# [Work order]
Read the lines below, and copy any that contain the string "current".

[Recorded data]
Issue #487, opened 2025-06-26
Clean up usage of `RootPath` and `PathPrefix` global variables


gggeek:
It seems that the current code is slightly confused as to what those 2 variables mean, and how they should be used.

### RootPath

denotes the "root URL" of the website, as seen by the end user's browser

* it is used as part of URL building
* it does not contain hostname or port
* current issues:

# [Output for this exercise]
It seems that the current code is slightly confused as to what those 2 variables mean, and how they should be used.
* current issues:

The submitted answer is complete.